SH-PTP1 El plásmido de doble nicasa (h) consiste en un par de plásmidos emparejados diseñados para la edición de alta especificidad del locus PTPN6 en líneas celulares human. Cada plásmido expresa una nicasa Cas9 D10A y un ARN guía específico (sgRNA) dirigido a cadenas de ADN opuestas dentro de PTPN6. Cuando se dirigen a sitios adyacentes en cadenas de ADN opuestas, las dos nicasas generan cortes en cadena simple desplazados que, juntos, producen una rotura de doble cadena escalonada, lo que requiere una actividad coordinada sobre el objetivo por parte de ambas guías. La rotura de ADN resultante se resuelve mediante vías de reparación celular endógenas, más comúnmente a través de la unión de extremos no homólogos (NHEJ), lo que da lugar a inserciones o deleciones que alteran la función de PTPN6. Al requerir la participación de dos ARN guía en el locus diana, el enfoque de doble corte mejora la especificidad de la edición y proporciona una estrategia CRISPR complementaria para aplicaciones en las que se desea un control adicional sobre la precisión de la orientación.

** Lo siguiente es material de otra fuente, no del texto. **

PR #1590, opened 2020-01-09
Extend DCV support to Ubuntu1804

rexcsn:
* Change dcv validator to allow using DCV with Ubuntu1804
* Update validator test to adapt to changes
* Update DCV integration test to adapt to changes

### DIFF
--- a/cli/tests/pcluster/config/test_validators.py
+++ b/cli/tests/pcluster/config/test_validators.py
@@ -937,3 +937,21 @@ def test_ebs_settings_validator(mocker, cluster_section_dict, ebs_section_dict, 
 def test_shared_dir_validator(mocker, section_dict, expected_message):
     config_parser_dict = {"cluster default": section_dict}
     utils.assert_param_validator(mocker, config_parser_dict, expected_message)
+
+
+@pytest.mark.parametrize(
+    "base_os, expected_message",
+    [
+        ("alinux", "Please double check the 'base_os' configuration parameter"),
+        ("centos6", "Please double check the 'base_os' configuration parameter"),
+        ("ubuntu1604", "Please double check the 'base_os' configuration parameter"),
+        ("centos7", None),
+        ("ubuntu1804", None),
+    ],
+)
+def test_dcv_enabled_validator(mocker, base_os, expected_message):
+    config_parser_dict = {
+        "cluster default": {"base_os": base_os, "dcv_settings": "dcv"},
+        "dcv dcv": {"enable": "master"},
+    }
+    utils.assert_param_validator(mocker, config_parser_dict, expected_message)
--- a/tests/integration-tests/tests/dcv/test_dcv.py
+++ b/tests/integration-tests/tests/dcv/test_dcv.py
@@ -18,7 +18,7 @@ import pytest
 from assertpy import assert_that
 from remote_command_executor import RemoteCommandExecutor
 from tests.cloudwatch_logging.test_cloudwatch_logging import FeatureSpecificCloudWatchLoggingTestRunner
-from utils import run_command
+from utils import get_username_for_os, run_command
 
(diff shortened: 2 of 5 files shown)


tests/integration-tests/tests/dcv/test_dcv.py
```diff
@@ -115,13 +115,20 @@ def _check_shared_dir(remote_command_executor, shared_dir):
     ).is_greater_than(0)
 
 
-def _check_auth_ok(remote_command_executor, external_authenticator_port, session_id, session_token):
+def _check_auth_ok(remote_command_executor, external_authenticator_port, session_id, session_token, os):
+    if os == "centos7":
```
sean-smith: Instead of a `if/else` can you just do a `string.format()` and substitute username. This makes it more extensible for the future.

cli/tests/pcluster/config/test_validators.py
```diff
@@ -937,3 +937,30 @@ def test_ebs_settings_validator(mocker, cluster_section_dict, ebs_section_dict,
...
+        (
+            {"base_os": "ubuntu1604", "dcv_settings": "dcv"},
+            {"enable": "master"},
+            "Please double check the 'base_os' configuration parameter",
+        ),
+        ({"base_os": "centos7", "dcv_settings": "dcv"}, {"enable": "master"}, None),
+        ({"base_os": "ubuntu1804", "dcv_settings": "dcv"}, {"enable": "master"}, None),
+    ],
+)
+def test_dcv_enabled_validator(mocker, cluster_section_dict, dcv_section_dict, expected_message):
```
enrico-usai: You can avoid to have `dcv_section_dict` and `cluster_section_dict` as a test parameters, since they are not changing.
The only real parameter for the test is the `base_os`.

tests/integration-tests/tests/dcv/test_dcv.py
enrico-usai: I'd create an utility function to retrieve the username according to the os and use it also for [remote_command_executor.py](https://github.com/aws/aws-parallelcluster/blob/v2.5.1/tests/integration-tests/remote_command_executor.py#L29)

tests/integration-tests/utils.py
```diff
@@ -244,3 +244,14 @@ def paginate_boto3(method, **kwargs):
...
+
+def get_username_for_os(os):
+    usernames = {
+        "alinux": "ec2-user",
+        "centos6": "centos",
+        "centos7": "centos",
+        "ubuntu1604": "ubuntu",
+        "ubuntu1804": "ubuntu",
+    }
+    return usernames[os]
```
enrico-usai: Minor: I'd use `usernames.get(os)`.
With `usernames[os]`, if you pass unsupported OS you'll obtain a `KeyError`, instead with `get()` you'll have `None` as result or it's possible to add a default returned value.

cli/tests/pcluster/config/test_validators.py
```diff
@@ -937,3 +937,21 @@ def test_ebs_settings_validator(mocker, cluster_section_dict, ebs_section_dict,
 def test_shared_dir_validator(mocker, section_dict, expected_message):
     config_parser_dict = {"cluster default": section_dict}
     utils.assert_param_validator(mocker, config_parser_dict, expected_message)
+
+
+@pytest.mark.parametrize(
+    "base_os, expected_message",
+    [
+        ("alinux", "Please double check the 'base_os' configuration parameter"),
```
sean-smith: What is this checking for?

rexcsn: It's checking that when using dcv with OSs that are not supported we are printing out error message. Full error message is `"NICE DCV can be used with one of the following operating systems: ["centos7", "ubuntu1804"]. Please double check the 'base_os' configuration parameter"`

PR #1596, opened 2020-01-14
Retry on throttling from CloudFormation API

demartinofra:
This is likely to happen when several compute nodes are being bootstrapped concurrently

I manually tested cli commands that are not covered by unit tests.


cli/pcluster/utils.py
```diff
@@ -580,3 +582,13 @@ def retry(func, func_args, attempts=1, wait=0):
...
+
+
+def retry_on_boto3_throttling(func, wait=5, *args, **kwargs):
+    while True:
+        try:
+            return func(*args, **kwargs)
+        except ClientError as e:
+            if e.response["Error"]["Code"] != "Throttling":
+                raise
+            time.sleep(wait)
```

Para facilitar la identificación eficiente de las células editadas, un plásmido codifica GFP para la visualización fluorescente de las poblaciones transfectadas, mientras que el plásmido complementario lleva un gen de resistencia a la puromicina para la selección con antibióticos. En conjunto, estas características facilitan el enriquecimiento eficiente de las poblaciones cotransfectadas y simplifican la validación de los clones con PTPN6 alterado.
Sólo para uso en investigación. No destinado a uso diagnóstico o terapéutico.